▶ _Task goal_
Write the data out again so that it matches word for word.

.....

PR #4087, opened 2025-02-05
flamenco: Add asserts for error propagation checks

cali-jumptrading:
This PR checks for error propagation overwrites and existence in the runtime logic using the `FD_RUNTIME_ERR_HANDHOLDING` check. In the future, the `HANDHOLDING` checks should be consolidated into runtime and debug assertions.


src/flamenco/vm/fd_vm_private.h
```diff
@@ -204,17 +204,28 @@ FD_PROTOTYPES_BEGIN
 
 /* Log error within the instr_ctx to match Agave/Rust error. */
 
+#define FD_VM_DEBUG_TEST_ERR_EXISTS( vm )                                 \
+    FD_DEBUG_TEST( vm->instr_ctx->txn_ctx->exec_err );                    \
+    FD_DEBUG_TEST( vm->instr_ctx->txn_ctx->exec_err_kind )                \
+
+#define FD_VM_DEBUG_TEST_ERR_OVERWRITE( vm )                              \
+    FD_DEBUG_TEST( !vm->instr_ctx->txn_ctx->exec_err );                   \
+    FD_DEBUG_TEST( !vm->instr_ctx->txn_ctx->exec_err_kind )               \
```
topointon-jump, line 213: nit: could we add a comment explaining what these do/why we need them?

topointon-jump (approved):
nice! does this also get enabled in fuzzing runs?

yufeng-jump (commented):
This is great!

Rather than introducing a FD_DEBUG_TEST() and enabling in with-debug, maybe we define a new handholding macro in with-handholding and gate the err code checks behind this handholding macro.  We already enable all the handholding macros in offline replay and fuzz, so that gets us lots of coverage.

src/flamenco/vm/fd_vm_interp_core.c
```diff
@@ -249,6 +249,7 @@
   cu = fd_ulong_min( cu_req, cu );                                            \
   if( FD_UNLIKELY( err ) ) {                                                  \
     if( err==FD_VM_SYSCALL_ERR_COMPUTE_BUDGET_EXCEEDED ) cu = 0UL; /* cmov */ \
+    FD_VM_DEBUG_TEST_ERR_EXISTS( vm );                                        \
```
ravyu-jump, line 252: Won't this hit all the time, assuming syscalls (correctly?) set the `exec_err`?

ravyu-jump (changes requested):
LGTM, just one comment that might need clarification 

we also need to add the `debug` extra to the ci build targets so that we actually run these asserts in CI. Example: https://github.com/firedancer-io/firedancer/blob/6e8f845245de4f27b2fb4eefc6917733aa7aad5d/.github/workflows/tests.yml#L42

src/flamenco/vm/fd_vm_interp_core.c
ravyu-jump: nvm i mixed this up with `ERR_OVERWRITE

ravyu-jump (approved):

ravyu-jump (commented):
> Rather than introducing a FD_DEBUG_TEST() and enabling in with-debug, maybe we define a new handholding macro in with-handholding and gate the err code checks behind this handholding macro. We already enable all the handholding macros in offline replay and fuzz, so that gets us lots of coverage

Agree with macro guarding this with `FD_XYZ_HANDHOLDING` and using the `with-handholding` extra instead

src/flamenco/vm/fd_vm_interp_core.c
cali-jumptrading: No, this only triggers an assert failure if the error is not set (err is not 0 and err_kind is not 0)

src/flamenco/vm/fd_vm_private.h
cali-jumptrading: added in [a60a899](https://github.com/firedancer-io/firedancer/pull/4087/commits/a60a899abb47237ceaeed0cff077f74b5e598e07)

.github/workflows/tests.yml
```diff
@@ -76,15 +76,15 @@ jobs:
             machine: native
             label: 512G
             extras: "rpath fuzz-stubs"
-            targets: "all integration-test fdctl"
+            targets: "all integration-test fdctl handholding"
```
ravyu-jump, line 79: did u mean to add this to `extras`?

config/extra/with-handholding.mk
```diff
@@ -5,3 +5,4 @@ CPPFLAGS+=-DFD_SCRATCH_USE_HANDHOLDING=1
 CPPFLAGS+=-DFD_SPAD_USE_HANDHOLDING=1
 CPPFLAGS+=-DFD_TOWER_USE_HANDHOLDING=1
 CPPFLAGS+=-DFD_TXN_HANDHOLDING=1
+CPPFLAGS+=-DFD_ERR_HANDHOLDING=1
```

.....

▶ _Answer to this task_
PR #4087, opened 2025-02-05
flamenco: Add asserts for error propagation checks

cali-jumptrading:
This PR checks for error propagation overwrites and existence in the runtime logic using the `FD_RUNTIME_ERR_HANDHOLDING` check. In the future, the `HANDHOLDING` checks should be consolidated into runtime and debug assertions.


src/flamenco/vm/fd_vm_private.h
```diff
@@ -204,17 +204,28 @@ FD_PROTOTYPES_BEGIN
 
 /* Log error within the instr_ctx to match Agave/Rust error. */
 
+#define FD_VM_DEBUG_TEST_ERR_EXISTS( vm )                                 \
+    FD_DEBUG_TEST( vm->instr_ctx->txn_ctx->exec_err );                    \
+    FD_DEBUG_TEST( vm->instr_ctx->txn_ctx->exec_err_kind )                \
+
+#define FD_VM_DEBUG_TEST_ERR_OVERWRITE( vm )                              \
+    FD_DEBUG_TEST( !vm->instr_ctx->txn_ctx->exec_err );                   \
+    FD_DEBUG_TEST( !vm->instr_ctx->txn_ctx->exec_err_kind )               \
```
topointon-jump, line 213: nit: could we add a comment explaining what these do/why we need them?

topointon-jump (approved):
nice! does this also get enabled in fuzzing runs?

yufeng-jump (commented):
This is great!

Rather than introducing a FD_DEBUG_TEST() and enabling in with-debug, maybe we define a new handholding macro in with-handholding and gate the err code checks behind this handholding macro.  We already enable all the handholding macros in offline replay and fuzz, so that gets us lots of coverage.

src/flamenco/vm/fd_vm_interp_core.c
```diff
@@ -249,6 +249,7 @@
   cu = fd_ulong_min( cu_req, cu );                                            \
   if( FD_UNLIKELY( err ) ) {                                                  \
     if( err==FD_VM_SYSCALL_ERR_COMPUTE_BUDGET_EXCEEDED ) cu = 0UL; /* cmov */ \
+    FD_VM_DEBUG_TEST_ERR_EXISTS( vm );                                        \
```
ravyu-jump, line 252: Won't this hit all the time, assuming syscalls (correctly?) set the `exec_err`?

ravyu-jump (changes requested):
LGTM, just one comment that might need clarification 

we also need to add the `debug` extra to the ci build targets so that we actually run these asserts in CI. Example: https://github.com/firedancer-io/firedancer/blob/6e8f845245de4f27b2fb4eefc6917733aa7aad5d/.github/workflows/tests.yml#L42

src/flamenco/vm/fd_vm_interp_core.c
ravyu-jump: nvm i mixed this up with `ERR_OVERWRITE

ravyu-jump (approved):

ravyu-jump (commented):
> Rather than introducing a FD_DEBUG_TEST() and enabling in with-debug, maybe we define a new handholding macro in with-handholding and gate the err code checks behind this handholding macro. We already enable all the handholding macros in offline replay and fuzz, so that gets us lots of coverage

Agree with macro guarding this with `FD_XYZ_HANDHOLDING` and using the `with-handholding` extra instead

src/flamenco/vm/fd_vm_interp_core.c
cali-jumptrading: No, this only triggers an assert failure if the error is not set (err is not 0 and err_kind is not 0)

src/flamenco/vm/fd_vm_private.h
cali-jumptrading: added in [a60a899](https://github.com/firedancer-io/firedancer/pull/4087/commits/a60a899abb47237ceaeed0cff077f74b5e598e07)

.github/workflows/tests.yml
```diff
@@ -76,15 +76,15 @@ jobs:
             machine: native
             label: 512G
             extras: "rpath fuzz-stubs"
-            targets: "all integration-test fdctl"
+            targets: "all integration-test fdctl handholding"
```
ravyu-jump, line 79: did u mean to add this to `extras`?

config/extra/with-handholding.mk
```diff
@@ -5,3 +5,4 @@ CPPFLAGS+=-DFD_SCRATCH_USE_HANDHOLDING=1
 CPPFLAGS+=-DFD_SPAD_USE_HANDHOLDING=1
 CPPFLAGS+=-DFD_TOWER_USE_HANDHOLDING=1
 CPPFLAGS+=-DFD_TXN_HANDHOLDING=1
+CPPFLAGS+=-DFD_ERR_HANDHOLDING=1
```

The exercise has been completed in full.